Only the Common Council was authorized to accept the plaintiffs offer to settle her lawsuit. The facts are undisputed that Kocinski revoked her offer prior to its acceptance by the Common Council. An offer can be revoked by a communication to the offeree that the offeror no longer intends to enter into the proposed contract. Williston on Contracts, sec. 55, pp. 176-77 (3rd ed. 1957); and Corbin on Contracts, sec. 38, p. 61 (one volume ed. 1952). Here the revocation of the offer was communicated in a timely fashion. The offer was not a part of an irrevocable option. Accordingly, Kocinski had every right to withdraw from the proposed agreement prior to its acceptance by the Common Council. No contract ever sprang into existence.

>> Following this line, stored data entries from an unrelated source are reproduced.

PR #2303, opened 2024-06-11
feat(nango.yaml): dedicated package, stricter parsing, wider types support

bodinsamuel:
Fixes NAN-1166
Fixes https://linear.app/nango/issue/NAN-1096/add-comment-at-the-top-of-modelsts-file-to-explain-that-its-auto

## 🤓 Context

First **I want to apologize for the length of this PR**, it's way too big but it was "all or nothing" situation unfortunately.

When I started playing with types/json schema validation **I wanted better output** for errors at compile time:
- realized the CLI had **2 different ways to parse** the nango.yaml
- realized **nango-config.service.ts** was not covering the same case that the one in cli
- realized neither were **not handling many types/edge cases** (i.e: arrays, number, boolean, union, exotic char in model name, etc.)
- then after modifying everything (took me a day), I realized it was **also parsing the table sync_configs** (for a reason I still don't get) so it was just breaking everything.

So I had no choice, to rewrite everything just because I wanted to cover more cases to be compatible with json schema 😵‍💫

The **Good news**:
- we now have a dedicated package to parse nango-yaml and it's battle tested (hopefully) 
- we now have one less thing to remove from shared (nb: the old code is still there and it's still used by sync_configs)
  There is only **13 mentions to shared left** in CLI
 
## 🚜 Changes

- New published package `@nangohq/nango-yaml` 
It will be published, as soon as you validate this PR otherwise the CLI won't pass.

- New output when validating nango.yaml
A lot of new edge cases, errors and warnings are now discovered. It might be breaking but at least it's explicit.

- **[breaking]** `endpoint` format is enforced (verb /uri)
- **[breaking]** `runs` is explicitly required
- **[breaking]** format of `NangoFlows` inside model.ts
- **[breaking]** Input and Output specifying a js value (instead of a model) now use a `type` interface with a unique generated name
- **[new]** Support for unions, arrays, type array, cyclic ref, literal string, number, true, false, null, undefined, multiple extends
- **[fix]** Disallow exotic char in model and property name
- **[fix]** Always compile model.ts after loading nango.yaml 
- ...not exhaustive changelist

> [!WARNING]
> UI won't show the appropriate model (fixing that later) and this is a breaking change for `GET /flows` `GET /config/:key`

## 😭 How do I review this huge PR?

- Starts with: `packages/nango-yaml/parser.v2.ts` 
- You can read: `packages/nango-yaml/modelsParser.ts` which handle the yaml -> js types 
- Then `packages/cli/services/model.service.ts` 
- Optional `packages/types/nangoYaml/index.ts` (describe yaml then parsed yaml)
- And voila, the rest is mostly side effects of having good types and slightly different objects

## 🧪 How do I test?

Please run the cli on your machine, I have extensively tested but it's so critical and super user dependent.
```sh
node ../nango/packages/cli/dist/index.js init 
node ../nango/packages/cli/dist/index.js generate // try to delete a script and make it re-generate it 
node ../nango/packages/cli/dist/index.js compile // check your model.ts
node ../nango/packages/cli/dist/index.js deploy dev
```
```yaml
models:
  Test1:
    id: number
    str: "literal"
    issue: Unknown
    arr:
      - hello
      - boy

  Test2:
      id: integer
      title: string
      url: string
  Parent:
      id: integer
  Test3:
      __extends: Parent
      oui: true
      non: false
      OUI: True
      NON: False
      num: 1
      kd?: Pick<dfdk>
      nulle: null
      union: True | False
      nes:
        ted: number
   Test4:
     __string: number
```

## Example

Screenshot 2024-06-13 at 11 40 10


packages/nango-yaml/lib/modelsParser.ts
```diff
@@ -0,0 +1,200 @@
...
+            );
+            return false;
+        }
+
+        // At this point we are sure it's a Model
+        this.parseOne({ name, fields: this.raw[name]! });
+        return true;
+    }
+
+    parseFields({ fields, parent }: { fields: NangoYamlModelFields; parent: string }): NangoModelField[] {
```
bodinsamuel, line 73: This is the main function to parse models and handle all the edge cases regarding types

packages/nango-yaml/lib/helpers.unit.test.ts
```diff
@@ -0,0 +1,154 @@
+import { expect, describe, it } from 'vitest';
```
bodinsamuel, line 1: Moved from shared

packages/nango-yaml/lib/helpers.ts
```diff
@@ -0,0 +1,192 @@
...
+export function isDisallowedType(value: string) {
+    return typesWithGenerics.some((type) => value.startsWith(`${type}<`));
+}
+
+const regQuote = /^[a-zA-Z0-9_]+$/;
+export function shouldQuote(name: string) {
+    return !regQuote.test(name);
+}
+
+export function getProviderConfigurationFromPath({ filePath, parsed }: { filePath: string; parsed: NangoYamlParsed }): NangoYamlParsedIntegration | null {
```
bodinsamuel, line 180: moved from shared

packages/nango-yaml/lib/helpers.ts
```diff
@@ -0,0 +1,192 @@
...
+    primitives: ['string', 'number', 'boolean', 'bigint', 'symbol'],
+    builtInObjects: ['Object', 'Array', 'Function', 'Date', 'RegExp', 'Map', 'Set', 'WeakMap', 'WeakSet', 'Promise', 'Symbol', 'Error'],
+    utilityTypes: ['Record', 'Partial', 'Readonly', 'Pick', 'Omit', 'Awaited', 'Required', 'Exclude', 'Extract', 'Uppercase', 'Lowercase']
+};
+const typesLowercase = Object.values(JAVASCRIPT_AND_TYPESCRIPT_TYPES)
+    .flat()
+    .map((v) => v.toLocaleLowerCase());
+const typesWithGenerics = [...JAVASCRIPT_AND_TYPESCRIPT_TYPES.builtInObjects, ...JAVASCRIPT_AND_TYPESCRIPT_TYPES.utilityTypes];
+// Only used externally
+export function isJsOrTsType(type?: string): boolean {
```
bodinsamuel, line 115: I moved it before realizing it wasn't what I expected, it will be deleted as soon as I migrate the backend to use the new schema

packages/nango-yaml/lib/helpers.ts
```diff
@@ -0,0 +1,192 @@
...
+
+/**
+ * Get Interval
+ * @desc get the interval based on the runs property in the yaml. The offset
+ * should be the amount of time that the interval should be offset by.
+ * If the time is 1536 and the interval is 30m then the next time the sync should run is 1606
+ * and then 1636 etc. The offset should be based on the interval and should never be
+ * greater than the interval
+ */
+export function getInterval(runs: string, date: Date): IntervalResponse | Error {
```
bodinsamuel, line 53: Moved from shared, with the diff that ServiceResponse does not exists and not available in CLI so I just return an Error if any

packages/nango-yaml/lib/helpers.ts
```diff
@@ -0,0 +1,192 @@
...
+import ms from 'ms';
+import type { StringValue } from 'ms';
+import type { NangoYaml, NangoYamlParsed, NangoYamlParsedIntegration } from '@nangohq/types';
+
+interface IntervalResponse {
+    interval: StringValue;
+    offset: number;
+}
+
+export function determineVersion(configData: NangoYaml): 'v1' | 'v2' {
```
bodinsamuel, line 11: moved from shared

packages/cli/package.json
```diff
@@ -17,15 +17,14 @@
     },
     "license": "SEE LICENSE IN LICENSE FILE IN GIT REPOSITORY",
     "scripts": {
-        "postbuild": "npm run copy:types",
         "copy:files": "copyfiles -u 1 lib/templates/* dist",
-        "copy:types": "cp `node -p \"require.resolve('@nangohq/shared/dist/sdk/sync.d.ts')\"` './dist/nango-sync.d.ts'",
```
bodinsamuel, line 22: this one is a big bet, I'm trying to load the file from user's global node_modules, should work but let's see :D

packages/cli/lib/sync.unit.cli-test.ts
```diff
@@ -374,164 +383,62 @@ describe('generate function tests', () => {
...
-        const dir = getTestDirectory('validation-array-model');
-        await init({ absolutePath: dir });
-
-        await fs.promises.copyFile(`${fixturesPath}/nango-yaml/v2/model-array-types/nango.yaml`, `${dir}/nango.yaml`);
-        await expect(generate({ debug: false, fullPath: dir })).resolves.toBeUndefined();
-        const modelsFile = await fs.promises.readFile(`${dir}/models.ts`, 'utf8');
-        expect(modelsFile).not.toContain(`'Other[]' | null | undefined;`);
-        expect(modelsFile).toContain(`Other[] | null | undefined;`);
-    });
-
```
bodinsamuel, line 531: All of this has been moved either to model.service.ts or removed because no longer relevant

TBonnin:
haven't had time to review yet. I will do it on Friday. Sorry about that

khaliqgant (changes requested):
Tested this against a customer nango-integration to get a sense of it. I couldn't really do much because there were a ton of errors and not all helpful in some cases without a line number reference

```
integrations > salesforce > syncs > activities > endpoint
  error endpoint must be a URI (or an array of URIs) with an HTTP verb, i.e: "GET /tickets/ticket"
```

Shouldn't be so strictly enforced and the intention when this was built was the syncs fall back to `GET` and actions to `POST`

Also have this opaque error at the end 

```[object Object]```

Will do a code review next week

File: packages/cli/lib/services/model.service.ts [hunk 9]
```diff
@@ -1,211 +1,167 @@
...
+
+    output.push('// ------ SDK');
+    output.push(generateSDKTypes());
+    output.push('// ------ /SDK');
+    output.push('');
+
+    output.push(`// ------ Flows
+export const NangoFlows = ${JSON.stringify(parsed.integrations, null, 2)} as const;
+// ------ /Flows
+`);
```
TBonnin: can you directly interpolate the output string to remove the noise?
```suggestion
return `
// ---------------------------
// This file was generated by Nango (v${NANGO_VERSION})
// It's recommended to version this file
// https://nango.dev
// ---------------------------

// ------ Models
${generateInterfaces({ parsed }).join('\n\n')}
// ------ /Models

// ------ SDK
${generateSDKTypes()}
// ------ /SDK

// ------ Flows
export const NangoFlows = ${JSON.stringify(parsed.integrations, null, 2)} as const;
// ------ /Flows
`;
```

packages/nango-yaml/lib/parser.v2.ts
```diff
@@ -0,0 +1,261 @@
...
+    ParserErrorInvalidRuns,
+    ParserErrorModelIsLiteral
+} from './errors.js';
+import { getInterval } from './helpers.js';
+
+export class NangoYamlParserV2 extends NangoYamlParser {
+    parse(): boolean {
+        const yaml = this.raw as unknown as NangoYamlV2;
+        const output: NangoYamlParsedIntegration[] = [];
+        this.modelsParser.parseAll();
```
TBonnin, line 21: I am gonna say something stupid but since we are basically validating json. Can we not use zod to validate the schema, plus a little bit of post-processing to validate references/duplication?

packages/nango-yaml/lib/parser.v2.ts
```diff
@@ -0,0 +1,261 @@
...
+            if (!action) {
+                continue;
+            }
+
+            const modelNames = new Set<string>();
+
+            const modelOutput = this.getModelForOutput({ rawOutput: action.output, usedModels, name: actionName, type: 'action', integrationName });
+            if (modelOutput && modelOutput.length > 0) {
+                modelOutput.forEach((m) => modelNames.add(m.name));
+            }
```
TBonnin:
```suggestion
            const modelOutput = this.getModelForOutput({ rawOutput: action.output, usedModels, name: actionName, type: 'action', integrationName });
            const modelNames = new Set<string>((this.getModelForOutput(modelOutput) || []).map((m) => m.name)
```

packages/nango-yaml/lib/parser.v2.ts
```diff
@@ -0,0 +1,261 @@
...
+
+            const modelInput = this.getModelForInput({ usedModels, rawInput: action.input, name: actionName, type: 'action', integrationName });
+            if (modelInput) {
+                modelNames.add(modelInput.name);
+            }
+
+            const endpoint: NangoSyncEndpoint = {};
+            if (action.endpoint) {
+                const split = action.endpoint.split(' ') as [HTTP_VERB, string];
```
TBonnin: does that mean we don't validate if the verb is actually an accepted HTTP_VERB?

packages/nango-yaml/lib/parser.v2.ts
```diff
@@ -0,0 +1,261 @@
...
+
+                this.endpoints.add(action.endpoint);
+                endpoint[split[0]] = split[1];
+            }
+
+            const parsedAction: ParsedNangoAction = {
+                name: actionName,
+                type: 'action',
+                description: action.description || '',
+                scopes: Array.isArray(action.scopes) ? action.scopes : action.scopes ? action.scopes.split(',') : [],
```
TBonnin: I found double ternary super confusing. That might just be me though

packages/nango-yaml/lib/parser.v2.ts
```diff
@@ -0,0 +1,261 @@
...
+        }
+
+        for (const integrationName in yaml.integrations) {
+            const integration = yaml.integrations[integrationName];
+            if (!integration) {
+                continue;
+            }
+
+            // check that models are used only once per integration
+            const usedModels = new Set<string>();
```
TBonnin: I don't really understand the use of this mutable set `usedModels` passed around `parseSyncs` and `parseActions` can you not get the models from the parsed result and then check for errors (duplication, etc...)?

packages/nango-yaml/lib/parser.ts
```diff
@@ -0,0 +1,75 @@
...
+import { ModelsParser } from './modelsParser.js';
+import { ParserErrorDuplicateModel, ParserErrorMissingId, ParserErrorModelIsLiteral } from './errors.js';
+import type { ParserError } from './errors.js';
+
+export abstract class NangoYamlParser {
+    raw: NangoYaml;
+    parsed: NangoYamlParsed | undefined;
+    modelsParser: ModelsParser;
+    // check that every endpoint is unique across syncs and actions
+    endpoints = new Set<string>();
```
TBonnin: why a variable for that while the endpoints can be retrieve looking at the `parsed` content?

packages/nango-yaml/lib/parser.v2.ts
```diff
@@ -0,0 +1,261 @@
...
+                if (tmp.length !== modelOutput.length) {
+                    this.errors.push(new ParserErrorEndpointsMismatch({ syncName: syncName, path: [integrationName, 'syncs', syncName] }));
+                    continue;
+                }
+
+                let failed = false;
+                for (const endpoint of tmp) {
+                    const split = endpoint.split(' ') as [HTTP_VERB, string];
+
+                    if (this.endpoints.has(endpoint)) {
```
TBonnin: linked to my question above about the `endpoints` class field: this function relies on the internal state of the parser instance, which might be different if the parsing functions are reordered. Would it be simpler to first deal with the pure parsing and then in a second pass, take care of the validations like duplicate endpoints, etc... it would make those parsing function smaller, without side effects and easier to compose/reorder

TBonnin (commented):
thank you for abstracting this logic into its own package (and for the type friendly approach)
I am always a bit scared when I encounter complex parsing being done by hand. I am happy to discuss my comments on Monday.
I am also curious about the breaking changes and release plan

packages/cli/lib/services/model.service.ts
bodinsamuel: yeah true, it didn't was that simple at the beginning makes sense now 👍🏻

packages/nango-yaml/lib/parser.v2.ts
bodinsamuel: it's done in the json schema validation

packages/nango-yaml/lib/parser.v2.ts
bodinsamuel: I'm not sure I get this. Json schema is validating the schema (like zod would do), but all the parsing has almost nothing to do with validation, it's handling typescript syntax inside the yaml

packages/nango-yaml/lib/parser.v2.ts
bodinsamuel: true, changing

packages/nango-yaml/lib/parser.v2.ts
bodinsamuel: fair, I'll move the endpoint for clarification and the rest of the validation stuff, feels like it's less clear but functions are smaller

packages/nango-yaml/lib/parser.v2.ts
bodinsamuel: resolved below

packages/nango-yaml/lib/parser.v2.ts
bodinsamuel: It's less readable imo, I prefer explicit longer code for maintainability

bodinsamuel:
Rep to @khaliqgant 

> Shouldn't be so strictly enforced and the intention when this was built was the syncs fall back to GET and actions to POST

Alright, I don't agree it's good DX but reverted to have a fallback.

>  some cases without a line number reference

I don't provide any line number ref, only the path of the yaml if possible.

> Also have this opaque error at the end [object Object]

Could not reproduce, happy to dig if you send me the customer name in DM

bodinsamuel:
> I am always a bit scared when I encounter complex parsing being done by hand.

Not much choice here, the yaml parsing is still done by a state machine (I suppose) but the model syntax half string half typescript stuff is harder to parser in any other way.

> I am also curious about the breaking changes and release plan

Except the few validation breaking changes, the release should be not different than any other release

khaliqgant:
> Could not reproduce, happy to dig if you send me the customer name in DM

This seems to happen when there is a `type` used in the sync instead of a `sync_type`

```
syncs:
          salesforce-contacts:
              type: full
              runs: every day
              auto_start: false
              output: Contact
              input: FieldSchema
              endpoint: /salesforce/contact
              scopes: offline_access,api
              description: |
                Syncs contacts based on a metedata defined object. Requires metadata
                Auto start false.
              webhook-subscriptions:
                - contact.update
```

with this configuration gives:

```
➜  nango-integrations git:(main) ✗ npx nango scc
nango.yaml validation failed

integrations > salesforce > syncs > salesforce-contacts
  error must NOT have additional properties [additionalProperties]
  additionalProperty: type

[object Object]
null
```

If a model is reference but doesn't actually exist 

It seems the `__string` isn't handled correctly:

```
  Contact:
    id: string
    userId: string
    __string: string
```
produces:
```
export interface Contact {
  [key: string]: 'string';
  id: string;
  userId: string;
};
```

where previously it would correctly output:
```
export interface Contact {
  id: string;
  userId: string;
 [key: string]: string;
}
```

Given this:

```
        actions:
          salesforce-fetch-nested-fields:
              description: Fetch available fields for a nested field
              input: string
              endpoint: /salesforce/fetch-nested-fields
              output: NestedFieldSchema
              scopes: offline_access,api
```

The outputted model is 
```
"input": "Anonymous_salesforce_action_salesforcefetchnestedfields_input"
```

which is unexpected. I see why you did it to encourage people to use models but IMO an input of a string is perfectly valid and shouldn't require a model. But maybe this is more of a product question and good for Bastien to weigh in. 

Also if a model is declared but doesn't actually exist the yaml parsing continues but feel like we should catch this?

khaliqgant:
When running `nango scc` I definitely miss getting the fields outputted -- not sure if this is coming in the piepline of your work. It used to output this:

```
{
        "name": "salesforce-fetch-fields",
        "type": "action",
        "models": [
          {
            "name": "FieldSchema",
            "fields": [
              {
                "name": "fields",
                "type": "Field[]"
              },
              {
                "name": "childRelationships",
                "type": "ChildField[]"
              },
              {
                "name": "userIdField",
                "type": "string | undefined | null"
              }
            ]
          },
```

now just gives
```
        {
          "name": "salesforce-fetch-fields",
          "type": "action",
          "description": "Fetch available contact fields",
          "scopes": [
            "offline_access",
            "api"
          ],
          "input": null,
          "output": [
            "FieldSchema"
          ],
          "usedModels": [
            "FieldSchema"
          ],
          "endpoint": {
            "POST": "/salesforce/fetch-fields"
          }
        }
      ]
```

khaliqgant:
> [new] Support for unions, arrays, type array, cyclic ref, literal string, number, true, false, null, undefined, multiple extends

Can you give examples of each of these?

`multiple extends` works nicely!

```
  SelectedField:
    name: string
    label: string
    type: string
    foo:
      __extends: Entity
```

bodinsamuel:
> This seems to happen when there is a type used in the sync instead of a sync_type

`type` was never officially supported (cf the json schema) so to me I just fixed the validation.

> It seems the __string isn't handled correctly:

✅ Thanks, missed that in my tests

> [object Object]

✅ Okay found the issue thanks

> I definitely miss getting the fields outputted 

Added the models output, but yeah I'm not keeping the raw format in memory

> input of a string is perfectly valid and shouldn't require a model

It's still perfectly valid, but I need one model per input/output so that I can generate json schema (and more) in a single way. With just one way there is no need to check everywhere in the backend if a string is jsType or a model.

> Also if a model is declared but doesn't actually exist the yaml parsing continues but feel like we should catch this?

That's the problem of supporting js types, there is no way to differentiate literal string and model name. So I added a warning about literal string but I don't see a better way rn

> [new] Support for unions, arrays, type array, cyclic ref, literal string, number, true, false, null, undefined, multiple extends

You have in the test and PR desc.

```yaml
models:
  Ref:
    id: string
  Ref2:
    name: string
  Base:
    unions: string | null | Ref | true[]
    arrUnion:
      - Ref
      - true
    literal: hello
    num: 1
    literalNull: null[]
    obj:
      nested: string
    optional?: string
    __extends: Ref,Ref2
```

TBonnin (approved):

packages/nango-yaml/lib/modelsParser.ts
```diff
@@ -0,0 +1,201 @@
+import type { NangoModel, NangoModelField, NangoYamlModel, NangoYamlModelFields } from '@nangohq/types';
+import { getNativeDataType, getPotentialTypeAlias, isDisallowedType, shouldQuote } from './helpers.js';
+import { ParserError, ParserErrorCycle, ParserErrorDataSyntax, ParserErrorExtendsNotFound, ParserErrorInvalidModelName } from './errors.js';
+
+export class ModelsParser {
```
khaliqgant, line 5: Small nit but I would keep this singular, `ModelParser`

khaliqgant (approved):
Small nits, but works well. I was using this branch as I was writing customer scripts today 💯

This is a bit weird:

```
        {
          "name": "selectedFields",
          "value": [
            {
              "name": "0",
              "value": "SelectedField[]",
              "model": true,
              "optional": false
            },
            {
              "name": "1",
              "tsType": true,
              "array": false,
              "optional": false
            },
            {
              "name": "2",
              "value": null,
              "tsType": true,
              "array": false,
              "optional": false
            }
          ],
          "union": true,
          "optional": false
        }

```

This is when the type is like this

```
selectedFields: SelectedField[] | undefined | null
```

weird in the sense that the name is the array index, but get that this might be technically challenging.

packages/nango-yaml/lib/modelsParser.ts
bodinsamuel: I see what you mean, it's like that because it's parsing the `models` list and contains all the models maybe ModelsPropParser would have been clearer

bodinsamuel:
> SelectedField[] | undefined | null

Interesting, actually it should be supported. Adding this edge case, thanks a lot for the thorough testing 🙏🏻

The litigation now stands in the same posture as it did prior to April 13, 1987, and is remanded for trial or for other proceedings as may prove to be appropriate.

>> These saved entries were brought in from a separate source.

PR #2307, opened 2024-06-11
fix(logs): cosmetic fix

bodinsamuel:
## Describe your changes

- Consistent date format across browser
Turns out `Intl.DateTimeFormat` is up to the browser, so each one have a different way to present what is supposed to be standard :| 
- Add `:action` only if the operation has one
- Fix HTTP 500 error handling in Logs
- Change HTTP 500 error signature to follow new pattern


TBonnin:
>       Turns out `Intl.DateTimeFormat` is up to the browser, so each one have a different way to present what is supposed to be standard :|

😢

TBonnin (approved):

PR #2308, opened 2024-06-11
feat(integrations): add Jira Data Center support

zdhickman:
## Describe your changes

First pass at adding Jira Data Center support. Locally, I was able to set up a new connection and fetch some Jira projects. ~Unsure about how refresh tokens might function~ refresh tokens work OOTB

### DIFF
--- a/docs-v2/integrations/all/jira-data-center.mdx
+++ b/docs-v2/integrations/all/jira-data-center.mdx
@@ -1,0 +1,29 @@
+---
+title: Jira Data Center
+sidebarTitle: Jira Data Center
+---
+
+API configuration: [`jira-data-center`](https://nango.dev/providers.yaml)
+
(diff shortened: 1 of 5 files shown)


bastienbeurier:
@zdhickman it's possible that the refresh logic already works with your implementation. Do you mind trying to refresh the token from the UI to see if it works? You have to go to the Connections tab, click on the connection, go to the Authorization subtab, press the refresh button next to the access token. Thank you!

zdhickman:
@bastienbeurier just tested this out and was able to refresh the access token!

bastienbeurier (approved):

bodinsamuel (approved):
🎯

bodinsamuel:
Thanks for your contribution @zdhickman 🥇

This opinion has discussed at length the alleged agreement between the city and the plaintiff to the neglect of the arguments asserted by the individual defendant and his insurance company, who were also parties to the proposed settlement. Obviously, the legal determination that pertains to the rights and obligations of the city of Milwaukee are not applicable to these nonmunicipal defendants. We conclude, however, from the clear language of the settlement offer, that the other defendants' responsibility to satisfy the plaintiffs claim was inextricably interwoven with the overall offer of the plaintiff and the larger portion of the settlement amount to be paid by the city. Because the entire proposed settlement collapsed as the result of the withdrawal of Kocinski's offer, the other defendants stand in the same position as they did prior to April 13, 1987 — defendants in a pending lawsuit.
As pointed out in footnote 1, the court of appeals, while agreeing with a portion of the circuit court's rationale, reversed the circuit court when it remanded for factfinding. Because we also remand, but for the purpose of trial, our mandate is consistent with the mandate that would have been appropriate for the court of appeals. Hence, although we disagree with the court of appeals' reason for reversal, we agree with the mandate and, accordingly, affirm; but we modify the purpose of remand to be for trial, rather than for additional factfinding in respect to the intent of the parties.

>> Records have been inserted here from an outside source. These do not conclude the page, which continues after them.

PR #2309, opened 2024-06-11
feat: schedule syncs via the orchestrator

TBonnin:
New syncs are going to be created in both the orchestrator and temporal but they are not yet processed via the orchestrator.
This will allow us to check schedule are created correctly and tasks are scheduled properly

Next PR will modify `handler.ts` to actually process the sync task.

### DIFF
--- a/packages/jobs/lib/processor/handler.ts
+++ b/packages/jobs/lib/processor/handler.ts
@@ -35,7 +35,7 @@ async function abort(_task: OrchestratorTask): Promise<Result<void>> {
 }
 
 async function sync(task: TaskSync): Promise<Result<JsonValue>> {
-    return Err(`Not implemented: ${JSON.stringify({ taskId: task.id })}`);
+    return Ok({ id: task.id });
 }
 
 async function action(task: TaskAction): Promise<Result<JsonValue>> {
--- a/packages/jobs/lib/processor/processor.ts
+++ b/packages/jobs/lib/processor/processor.ts
@@ -21,10 +21,17 @@ export class Processor {
     start() {
         logger.info('Starting task processors');
         try {
+            const syncWorker = new ProcessorWorker({
+                orchestratorUrl: this.orchestratorServiceUrl,
+                groupKey: 'sync',
+                maxConcurrency: 200
+            });
+            syncWorker.start();
+
             const actionWorker = new ProcessorWorker({
                 orchestratorUrl: this.orchestratorServiceUrl,
                 groupKey: 'action',
-                maxConcurrency: 500
+                maxConcurrency: 200
             });
             actionWorker.start();
 
@@ -34,7 +41,7 @@ export class Processor {
                 maxConcurrency: 50
             });
             webhookWorker.start();
-            this.workers = [actionWorker, webhookWorker];
+            this.workers = [syncWorker, actionWorker, webhookWorker];
             this.stopped = false;
         } catch (e) {
             logger.error(e);
--- a/packages/orchestrator/lib/clients/types.ts
+++ b/packages/orchestrator/lib/clients/types.ts
@@ -18,7 +18,6 @@ interface SyncArgs {
         environment_id: number;
         connection_id: string;
     };
-    syncJobId: number;
 }
 interface ActionArgs {
     actionName: string;
@@ -89,7 +88,6 @@ export function TaskSync(props: TaskCommonFields & SyncArgs): TaskSync {
         attempt: props.attempt,
         syncId: props.syncId,
         syncName: props.syncName,
-        syncJobId: props.syncJobId,
         debug: props.debug,
         connection: props.connection,
         abortController: new AbortController(),
--- a/packages/orchestrator/lib/routes/v1/postRecurring.ts
+++ b/packages/orchestrator/lib/routes/v1/postRecurring.ts
@@ -5,6 +5,7 @@ import type { ApiError, Endpoint } from '@nangohq/types';
 import type { EndpointRequest, EndpointResponse, RouteHandler, Route } from '@nangohq/utils';
 import { validateRequest } from '@nangohq/utils';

I write to remind attorneys to take care in relying on language in opinions of the court of appeals when this court has affirmed, reversed, or modified the decision of the court of appeals and failed to comment on the court of appeals language. This court has never decided the effect of a court of appeals opinion when this court affirms, reverses, or modifies the decision of the court of appeals.
In this case the majority opinion of the court of appeals stated:
The Supreme Court has indicated that although settlement agreements under the aegis of Rule 807.05, Stats., `have occasionally been referred to as contracts, they are not governed by contract law' and may be set aside, in the court's discretion, for any of the reasons specified in Rule 806.07 (1), Stats. Burmeister v. Vondrachek, 86 Wis.2d 650, 664, 273 N.W.2d 242, 248 (1979). Apart from the ameliorating provisions of Rule 806.07, however, certain stipulations under Rule 807.05 `are entitled to all the sanctity of an ordinary contract.' Thayer v. Federal Life Ins. Co., 217 Wis. 282, 285, 258 N.W. 849, 850 (1935). Principles of contract law may thus illumine our inquiry. 147 Wis.2d at 737.
Because this language in the court of appeals' opinion might survive the court's modification of the court of appeals' decision, the court's opinion attempts to clarify this language and the Burmeister case. The court opinion states that the Burmeister court "goes too far to say that contract law is inapplicable to all agreements reached under sec. 807.05, Stats.," majority op. p. 67, and is "incorrect to say that sec. 807.05 operates to make enforceable as a contract a putative agreement that is not a contract, just because the formalities of that statute have been observed," majority op. p. 67.
Mrs. Kocinski's pro se brief refers to Burmeister. The briefs in this court of counsel for the other parties do not discuss the Burmeister case. While I have doubts about the need for this court's "clarification," I join in the opinion.